▶ [Prompt]
In the records below, tally every line containing "export". Report only the total.

▶ [Collected data]
'''
PR #67, opened 2023-09-20
Make API extensible via npm packages

KirillDogadin-std:
Closes https://github.com/powerhouse-inc/switchboard-boilerplate/issues/61

Screenshot 2023-11-08 at 11 21 54


KirillDogadin-std:
@valiafetisov time for opinion

If the module is conform with nexus structure, then it's quite easy to just define it and import to the schema. In more sofishticated cases when we e.g. need to define crud operations in `models.ts`. See the tricks that i've used to make it work together.

module-example/src/model.ts
valiafetisov, line 1: Let's remove this package (which reimplements Challenge) because it overly complex for an example

module-example-2/src/model.ts
```diff
@@ -0,0 +1,16 @@
+import { objectType } from 'nexus/dist';
+
+export const CoreUnit = objectType({
+  name: 'CoreUnit',
```
valiafetisov, line 4: Why redefining the same type here doesn't break typescript or nexus?

api/src/modules/index.ts
```diff
@@ -1,4 +1,2 @@
 export * from './User';
-export * from './CoreUnit';
```
valiafetisov, line 2: Instead of moving a specific module into the package, please define a new `ExampleType` with actual example resolver (which for example can return a number of users in the database)

module-example/package.json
'''
▶ [Your response]
3